━━━━━ INPUT DATA
Issue #505, opened 2023-09-07
AzureFileShareService fails to upload a directory if path does not already exists on the shared storage


motus:
e.g. the following *directory* upload fails:
```javascript
{
    "from": "environments/apps/mysql/scripts/remote/common/",
    "to": "$experiment_id/$trial_id/scripts"
}
```
if path `$experiment_id/$trial_id/` does not already exist on the file share.

Uploading a *single file* works, though - and I currently use it as a workaround, e.g.:
```javascript
{
    // FIXME: A workaround for the bug in Azure FileShare Service.
    // Copy one known local file to trigger `mkdir -p` on the file share.
    "from": "environments/apps/mysql/scripts/remote/common/common.sh",
    "to": "$experiment_id/$trial_id/scripts/common.sh"
},
{
    "from": "environments/apps/mysql/scripts/remote/common/",
    "to": "$experiment_id/$trial_id/scripts"
}
```
@eujing want to look at it?

PR #506, opened 2023-09-07
Fix azure fileshare uploading of directories

eujing:
Fix for #505 when parent folders do not exist in the remote file share yet during an upload.


motus (approved):
yay, it works! Thanks for the fix!

PR #508, opened 2023-09-14
CI fixups

bpkroth:
- Permissions fixup for recent CI issues.
  See Also: https://github.com/microsoft/MLOS/actions/runs/6179287329
- Add support to run an uncached devcontainer build by including `NO_CACHE=true` in one of the last 10 commit messages being pushed.
- Slight modification to `licenseheaders` rule for more file types.
  See Also: https://github.com/johann-petrak/licenseheaders/pull/78

PR #509, opened 2023-09-18
Fixups to commit message checks to only happen during PR pushes

bpkroth:
Handles bugs from #508.

Also try and fix a quoting issues.


motus (approved):
perfect, thanks!

Issue #673, opened 2023-05-17
Changing the value of threshold factor for ScFi


AkshayaVijay:
changing the value of the threshold factor from 5.0 to 36.0488 to have a threshold value of 0.5MeV for ScFi

PR #674, opened 2023-05-17
EcalBarrelScFiRecHits: update value of thresholdFactor

AkshayaVijay:
Updated the value of the threshold factor from 5 to 36.00488 to have a threshold of 0.5MeV

- [X] Other feature (issue #673 )

### DIFF
--- a/src/detectors/BEMC/CalorimeterHit_factory_EcalBarrelScFiRecHits.h
+++ b/src/detectors/BEMC/CalorimeterHit_factory_EcalBarrelScFiRecHits.h
@@ -32,7 +32,7 @@ public:
         m_resolutionTDC=10 * dd4hep::picosecond;//{this, "resolutionTDC", 10 * ps};
 
         // zero suppression values
-        m_thresholdFactor=5.0;// from ATHENA's reconstruction.py
+        m_thresholdFactor=36.0488;// from ATHENA's reconstruction.py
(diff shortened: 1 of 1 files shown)


src/detectors/BEMC/CalorimeterHit_factory_EcalBarrelScFiRecHits.h
```diff
@@ -32,7 +32,7 @@ class CalorimeterHit_factory_EcalBarrelScFiRecHits : public eicrecon::JFactoryPo
         m_resolutionTDC=10 * dd4hep::picosecond;//{this, "resolutionTDC", 10 * ps};
 
         // zero suppression values
-        m_thresholdFactor=5.0;// from ATHENA's reconstruction.py
+        m_thresholdFactor=36.0488;// from ATHENA's reconstruction.py
```
wdconinc, line 35: For future reference, we probably don't need this many significant figures. No need to change it here though.

wdconinc (dismissed):
You should probably also ask @mariakzurek for a review.

src/detectors/BEMC/CalorimeterHit_factory_EcalBarrelScFiRecHits.h
AkshayaVijay: Okay.

mariakzurek (approved):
━━━━━━━━━━
DIRECTIONS FOR THIS TASK: Look at each line above and note whether it holds the word "fails". Report how many do, as the number only.

REPLY TO THE TASK: 2